Project description:The Staphylococcus aureus biofilm mode of growth is associated with several chronic infections that are very difficult to treat due to the recalcitrant nature of biofilms to clearance by antimicrobials. Accordingly, there is an increasing interest in preventing the formation of S. aureus biofilms and developing efficient antibiofilm vaccines.

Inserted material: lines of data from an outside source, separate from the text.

PR #377, opened 2026-01-06
Add differential fuzzing for nbitcoin-secp256k1 module

NishantBansal2003:
ref: #331 

Add differential fuzzing between the nbitcoin-secp256k1 (C#) implementation and the existing secp256k1 modules. This implementation covers all existing functions including private to public key operations, signing (both compact and DER formats), signature verification and ECDH operations.

The only point to discuss is that there were some memory leak issues which were addressed by forcing garbage collection. However, this makes the fuzzing slightly slower. The choice is therefore between accepting slower fuzzing with the current approach or suppressing the leaks on the libFuzzer side using -detect_leaks=0. I would appreciate any suggestions on improving this further or guidance on which of these options would be preferred.

Also, the file modules/nbitcoinsecp256k1/Makefile is mostly taken from the existing modules/nbitcoin/Makefile. Although I understand that macOS support has been removed the nbitcoinsecp256k1/Makefile still contains some macOS specific targets. Please let me know whether this is acceptable or if those targets should be removed.

### DIFF
--- a/Makefile
+++ b/Makefile
@@ -32,7 +32,7 @@ ifneq ($(findstring -DBTCD,$(BASE_CXXFLAGS) $(CXXFLAGS)),)
 	MODULES += modules/btcd/module.a
 endif
 
-ifneq ($(findstring -DNBITCOIN,$(BASE_CXXFLAGS) $(CXXFLAGS)),)
+ifneq ($(filter -DNBITCOIN,$(BASE_CXXFLAGS) $(CXXFLAGS)),)
 	MODULES += modules/nbitcoin/module.a
 endif
 
@@ -89,6 +89,10 @@ ifneq ($(findstring -DSECP256K1,$(BASE_CXXFLAGS) $(CXXFLAGS)),)
 	MODULES += modules/secp256k1/module.a
 endif
 
+ifneq ($(filter -DNBITCOIN_SECP256K1,$(BASE_CXXFLAGS) $(CXXFLAGS)),)
+	MODULES += modules/nbitcoinsecp256k1/module.a
+endif
+
 ifeq ($(UNAME_S), Darwin)
 	LDFLAGS = -framework CoreFoundation -Wl,-ld_classic
 endif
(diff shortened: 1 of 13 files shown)


brunoerg:
Concept ACK, thanks for working on it. I will review it soon.

Makefile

Given the fact that during a biofilm-associated infection, the first primary interface between the host and the bacteria is the self-produced extracellular matrix, in this study we analyzed the potential of extracellular proteins found in the biofilm matrix to induce a protective immune response against S. aureus infections. By using proteomic approaches, we characterized the exoproteomes of exopolysaccharide-based and protein-based biofilm matrices produced by two clinical S. aureus strains. Remarkably, results showed that independently of the nature of the biofilm matrix, a common core of secreted proteins is contained in both types of exoproteomes. Intradermal administration of an exoproteome extract of an exopolysaccharide-dependent biofilm induced a humoral immune response and elicited the production of interleukin 10 (IL-10) and IL-17 in mice. Antibodies against such an extract promoted opsonophagocytosis and killing of S. aureus. Immunization with the biofilm matrix exoproteome significantly reduced the number of bacterial cells inside a biofilm and on the surrounding tissue, using an in vivo model of mesh-associated biofilm infection. Furthermore, immunized mice also showed limited organ colonization by bacteria released from the matrix at the dispersive stage of the biofilm cycle. Altogether, these data illustrate the potential of biofilm matrix exoproteins as a promising candidate multivalent vaccine against S. aureus biofilm-associated infections.